Oliveira alertou que existe um grande risco jurídico, caso esse entendimento seja estendido para outras ações em curso no Supremo. “O risco é da decisão implicar a cobrança de todo o incentivo tributário que foi concedido referente aos últimos cinco anos. Isso poderia gerar uma situação muito difícil de administrar para a maioria das empresas”. 

“O risco é muito elevado e, a nosso ver, é o momento em que nós temos que partir para uma solução definitiva para eliminar esse risco jurídico e adotar algumas medidas muito duras para evitar que novas iniciativas de guerra fiscal sejam adotadas”. 

Transparência e remissão dos benefícios já concedidos 

A proposta apresentada pela Fazenda prevê que os Estados deem transparência aos benefícios concedidos para convalidação no Confaz. O quórum exigido seria reduzido para dois terços das unidades federadas – ou seja, no mínimo, 18 UFs –, sendo pelo menos três da região Norte, três do Nordeste, dois do Centro-Oeste, dois do Sudeste e dois do Sul. Essa flexibilização permitiria obter um denominador comum que respeite as diferenças entre regiões e unidades federadas. 

Além da remissão e anistia dos incentivos já concedidos, haveria a possibilidade de sua reinstituição por um período determinado. Os prazos propostos seriam de 15 anos para a indústria, oito anos para o setor portuário e aeroportuário e três anos para o comércio. 

O dispositivo contaria com uma cláusula de “cola regional”. Com isso, os entes poderiam realizar a adesão de novos contribuintes a um programa já existente dentro de uma mesma macrorregião. Na proposta, seriam formados dois grupos: o primeiro inclui Norte, Nordeste, Centro Oeste e Espírito Santo; e o segundo, Sul e Sudeste, com exceção do Espírito Santo. Todos os benefícios não publicados teriam que ser revogados. 

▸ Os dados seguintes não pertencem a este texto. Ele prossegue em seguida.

Issue #37, opened 2022-07-09
Internationalization Support


Tim-Paik:
I didn't find a way to switch languages on the official website, documentation, dashboard, etc. Maybe one would be nice? Great projects need international support!

gedw99:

Fundo de desenvolvimento regional 

Outro ponto da proposta diz respeito à alocação dos recursos do Fundo Nacional de Desenvolvimento Regional (FNDR). Seriam criados dois grandes grupos: o primeiro formado por entes com PIB per capita abaixo do nacional; e o segundo, por aqueles com PIB per capita acima da média nacional. A distribuição dos recursos do fundo ocorreria 10% de forma igualitária, 10% de acordo com a população (dentro do total do grupo) e 80% de acordo com o inverso do PIB per capita da UF. 

Seria criado também um Comitê Gestor do Fundo, vinculado ao Ministério da Fazenda, responsável por coordenar e supervisionar o cumprimento das ações estipuladas no âmbito do FNDR. 

Inicialmente, os recursos do fundo viriam da integralidade da multa decorrente do regime especial de regularização cambial e tributária sobre ativos mantidos no exterior (“Lei de Repatriação”). Segundo estimativa da Fazenda, serão cerca de R$ 3 bilhões ao ano no período de dez anos. Caso os recursos se mostrem insuficientes, haveria a previsão de utilizar dotações orçamentárias, eventuais resultados de aplicação financeira, saldos não utilizados em programas, projetos e atividades e outros recursos previstos em lei. 

As medidas serão debatidas no âmbito do Confaz e constarão em projeto de lei complementar a ser enviado ao Congresso Nacional. 

Penalidades

Os entes da federação que desobedecerem o acordo ficarão proibidos de realizar novas operações de crédito, receber repasses voluntários da União e há a possibilidade de autuação criminal de gestores.